すなわち、 \nabla \psi({\boldsymbol \xi})の値が {\boldsymbol \xi}^{*}となるような {\boldsymbol \xi}において {\boldsymbol \xi} \cdot {\boldsymbol \xi}^{*} - \psi({\boldsymbol \xi})は最大となる。これはつまり、 Dの元と一対一に対応する Sの元を選べば良いということを意味する。

証明は大変そうなので諦めるが、1変数の場合と同じく \psi^{*}({\boldsymbol \xi}^{*})も凸関数であり、これを双対凸関数と呼ぶ。そのため、 \psi^{*}({\boldsymbol \xi}^{*})に対して再度Legendre変換を施すことができるが、その結果が元の関数 \psi({\boldsymbol \xi})と一致するというのも1変数の場合と同様である。

双対ダイバージェンス

双対凸関数は凸関数なので、これを用いると双対空間にもBregmanダイバージェンスを定義できる。

 \displaystyle{
D^{*}[{\boldsymbol \xi}^{*} : {\boldsymbol \xi}'^{*}] = \psi^{*}({\boldsymbol \xi}^{*}) - \psi^{*}({\boldsymbol \xi}'^{*}) - \nabla \psi^{*}({\boldsymbol \xi}'^{*}) ({\boldsymbol \xi}^{*} - {\boldsymbol \xi}'^{*})
}

これを双対ダイバージェンスと呼ぶ。

元のダイバージェンスとの関係

双対ダイバージェンスと元のダイバージェンスとの間には重要な関係がある。
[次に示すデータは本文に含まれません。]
PR #2235, opened 2023-07-24
ci: stabilize coverage

Arusekk:
This might solve the constant coverage fluctuation as per https://github.com/Gallopsled/pwntools/pull/2225#issuecomment-1635988649 and similar confusion among drive-by contributors.


pyproject.toml
```diff
@@ -68,3 +68,18 @@ include-package-data = false
...
+parallel = true
+concurrency = ["thread", "multiprocessing"]
+omit = [
+    "*/constants/*",
+]
+source = [
+    "pwn",
+    "pwnlib",
+    "~/.cache/.pwntools-cache-2.7/",
+    "~/.cache/.pwntools-cache-3.8/",
```
peace-maker: This should say 3.10 too.

peace-maker (approved):

peace-maker:
Why does separating coveralls into a new job help btw?

Arusekk:
One reason for the fluctuation I think of is py2 coverage racing against py3 coverage. It is better to have both regardless, but I think some instability in test execution order might influence it as well (maybe we should set a fixed `PYTHONHASHSEED` and friends? who knows).

PR #726, opened 2021-02-05
Allow negative weight in FiMap (e.g. velocities)

rieder:
Fix to allow the weight (mass) of a particle in FiMap to be negative (e.g. for using a velocity as weight)


ipelupessy:
I think maybe to be sure mass(index) should be set to zero (in addition to pindex(index)=-1 in map_remove_particle (though clean_array is called before projection so maybe not necessary) - it wouldn't hurt though...for the rest looks ok..

PR #732, opened 2021-02-18
AMUSE singularity definition file

ll4strw:
I reckon it could be useful.


ipelupessy:
ok, thanks! we had some previous experiments with singularity recipes, do you rememebr why we did or didn't add a recipe before @rieder ? 

in any case: often the definition file is just called Singularity - is there a reason not to do so?

ll4strw:
The name can be changed as you wish.

ipelupessy:
There is a seperate repository now, so maybe can close?

ipelupessy:
close due to seperate repo

PR #733, opened 2021-02-19
Add mapper, a helper tool for making 2D maps from SPH particles.

rieder:
Makes life easier compared to directly using FiMap.
Plan is to expand this mapper to also use it with Fresco and to add a plotting tool separately.


rieder:
@ipelupessy any thoughts?

ipelupessy:
could be good idea... you may need to add an example for the usage (and maybe some doc string.) though..hard to see how to use it..

ipelupessy:
btw, I think we are using ascii encoding for the source?

rieder:
> could be good idea... you may need to add an example for the usage (and maybe some doc string.) though..hard to see how to use it..

yeah, use case will come in my plotting tool (see https://gist.github.com/rieder/abe1773776a9bb08503e06723d48ca66 for now). I found it better to separate these than have them in one big file.

rieder:
I'm still working on it, syntax will probably change as I add `@property` decorators and such.

rieder:
I simplified it and added a use case example. Still more to be done.

rieder:
I've added (a simplified version of) plot_hydro, which uses mapper.
This seems to work well, but I'm not sure if it is "ready to merge" yet.

rieder:
> hmm, would check your branches and remotes...

I can't see anything wrong. This is part of the right PR and all.

ipelupessy:
ready for merge?

rieder:
Almost. I’ve been using it but I need to add a nice example.

ipelupessy:
suggest merge

rieder:
It's good enough, merging!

以下でそれを導いてみよう。

 {\boldsymbol \xi}, {\boldsymbol \xi}'について、双対空間において対応する点がそれぞれ {\boldsymbol \xi}^{*}, {\boldsymbol \xi}'^{*}であるとする。このとき以下の式が成り立つ。

 \displaystyle{
\begin{eqnarray}
\psi^{*}({\boldsymbol \xi}^{*}) &=& {\boldsymbol \xi} \cdot {\boldsymbol \xi}^{*} - \psi({\boldsymbol \xi}) \\
\psi^{*}({\boldsymbol \xi}'^{*}) &=& {\boldsymbol \xi}' \cdot {\boldsymbol \xi}'^{*} - \psi({\boldsymbol \xi}') \\
\nabla \psi^{*}({\boldsymbol \xi}'^{*}) &=& {\boldsymbol \xi}'
\end{eqnarray}
}

これらを双対ダイバージェンスの式に代入すると以下のようになる。

 \displaystyle{
\begin{eqnarray}
D^{*}[{\boldsymbol \xi}^{*} : {\boldsymbol \xi}'^{*}] &=& ({\boldsymbol \xi} \cdot {\boldsymbol \xi}^{*} - \psi({\boldsymbol \xi})) - ({\boldsymbol \xi}' \cdot {\boldsymbol \xi}'^{*} - \psi({\boldsymbol \xi}')) - {\boldsymbol \xi}' ({\boldsymbol \xi}^{*} - {\boldsymbol \xi}'^{*}) \\
&=& \psi({\boldsymbol \xi}') - \psi({\boldsymbol \xi}) - {\boldsymbol \xi}^{*}({\boldsymbol \xi}' - {\boldsymbol \xi})
\end{eqnarray}
}

これに  {\boldsymbol \xi}^{*} = \nabla \psi({\boldsymbol \xi})を代入すると以下のようになる。

 \displaystyle{
\begin{eqnarray}
&& \psi({\boldsymbol \xi}') - \psi({\boldsymbol \xi}) - \nabla \psi({\boldsymbol \xi}) ({\boldsymbol \xi}' - {\boldsymbol \xi}) \\
&=& D[{\boldsymbol \xi}' : {\boldsymbol \xi}]
\end{eqnarray}
}

結局、以下の式が得られた。

 \displaystyle{
D^{*}[{\boldsymbol \xi}^{*} : {\boldsymbol \xi}'^{*}] = D[{\boldsymbol \xi}' : {\boldsymbol \xi}]
}

ダイバージェンスの定義を説明した際、ダイバージェンスは対称性を満たさないということを述べた。しかし、上式が示す通りBregmanダイバージェンスについては2つの引数を入れ替えたものは双対ダイバージェンスに一致するのである。元の空間だけでは対称性がないように見えるが、双対空間まで広げて考えるとこのように美しい対称性が現れるというのは非常に面白い。

ナブラを使わない表現方法

Bregmanダイバージェンスの定義式にはナブラ ( \nabla) が含まれており少々複雑である。実はこれはちょっとした式変形で回避できる。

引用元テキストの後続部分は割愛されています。